YOUR INSTRUCTIONS ▸
Only the number is needed: how many lines in the entries below contain the string "vehiclesdb"?

________________________

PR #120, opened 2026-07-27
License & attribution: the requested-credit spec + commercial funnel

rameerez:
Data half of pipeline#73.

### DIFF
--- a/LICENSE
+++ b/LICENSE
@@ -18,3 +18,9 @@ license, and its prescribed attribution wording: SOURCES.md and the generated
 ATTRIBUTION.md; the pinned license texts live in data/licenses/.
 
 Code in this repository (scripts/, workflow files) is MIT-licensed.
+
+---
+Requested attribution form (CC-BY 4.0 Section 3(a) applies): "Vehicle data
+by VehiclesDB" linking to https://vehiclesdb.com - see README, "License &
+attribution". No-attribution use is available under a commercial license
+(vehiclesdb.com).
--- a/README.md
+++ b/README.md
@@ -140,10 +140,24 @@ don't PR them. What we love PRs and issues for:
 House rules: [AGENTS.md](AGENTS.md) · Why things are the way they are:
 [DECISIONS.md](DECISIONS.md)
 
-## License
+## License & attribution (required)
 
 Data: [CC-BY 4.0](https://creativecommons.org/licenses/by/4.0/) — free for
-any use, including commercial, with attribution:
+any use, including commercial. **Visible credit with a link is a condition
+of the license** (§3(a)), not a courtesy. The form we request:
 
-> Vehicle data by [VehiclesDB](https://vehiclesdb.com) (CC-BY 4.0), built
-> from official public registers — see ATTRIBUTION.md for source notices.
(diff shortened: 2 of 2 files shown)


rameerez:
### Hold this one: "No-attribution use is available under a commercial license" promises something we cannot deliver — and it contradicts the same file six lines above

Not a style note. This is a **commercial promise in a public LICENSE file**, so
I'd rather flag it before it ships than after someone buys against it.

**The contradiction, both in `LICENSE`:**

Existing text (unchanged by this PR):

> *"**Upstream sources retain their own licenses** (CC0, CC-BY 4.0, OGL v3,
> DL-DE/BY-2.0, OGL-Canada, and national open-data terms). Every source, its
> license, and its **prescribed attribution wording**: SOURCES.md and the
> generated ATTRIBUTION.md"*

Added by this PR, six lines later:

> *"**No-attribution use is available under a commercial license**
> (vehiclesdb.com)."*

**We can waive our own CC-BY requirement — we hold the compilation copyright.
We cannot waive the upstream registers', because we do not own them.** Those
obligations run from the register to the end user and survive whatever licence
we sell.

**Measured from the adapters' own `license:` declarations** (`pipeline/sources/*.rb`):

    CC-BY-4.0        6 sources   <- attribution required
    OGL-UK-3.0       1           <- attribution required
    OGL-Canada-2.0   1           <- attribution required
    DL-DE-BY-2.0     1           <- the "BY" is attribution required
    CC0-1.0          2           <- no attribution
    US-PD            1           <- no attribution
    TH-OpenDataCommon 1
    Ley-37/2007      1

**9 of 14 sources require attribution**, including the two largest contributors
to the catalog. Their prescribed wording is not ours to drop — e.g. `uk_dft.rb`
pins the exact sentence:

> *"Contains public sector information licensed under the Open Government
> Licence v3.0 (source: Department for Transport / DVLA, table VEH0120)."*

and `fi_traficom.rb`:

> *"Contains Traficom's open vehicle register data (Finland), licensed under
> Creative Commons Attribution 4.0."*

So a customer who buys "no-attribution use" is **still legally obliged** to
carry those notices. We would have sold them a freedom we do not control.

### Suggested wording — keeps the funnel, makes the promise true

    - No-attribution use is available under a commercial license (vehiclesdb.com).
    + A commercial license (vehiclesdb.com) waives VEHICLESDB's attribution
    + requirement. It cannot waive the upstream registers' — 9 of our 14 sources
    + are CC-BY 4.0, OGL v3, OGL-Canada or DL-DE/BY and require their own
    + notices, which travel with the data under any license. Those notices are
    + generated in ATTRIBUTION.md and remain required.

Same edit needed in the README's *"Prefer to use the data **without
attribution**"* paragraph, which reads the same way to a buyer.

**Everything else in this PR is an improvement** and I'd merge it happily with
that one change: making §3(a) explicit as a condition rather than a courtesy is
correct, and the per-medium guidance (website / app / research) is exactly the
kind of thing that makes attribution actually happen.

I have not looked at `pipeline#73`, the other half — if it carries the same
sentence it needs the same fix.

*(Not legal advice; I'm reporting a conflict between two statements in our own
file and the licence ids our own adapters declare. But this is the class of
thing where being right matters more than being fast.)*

________________________

EXERCISE RESPONSE ▸
6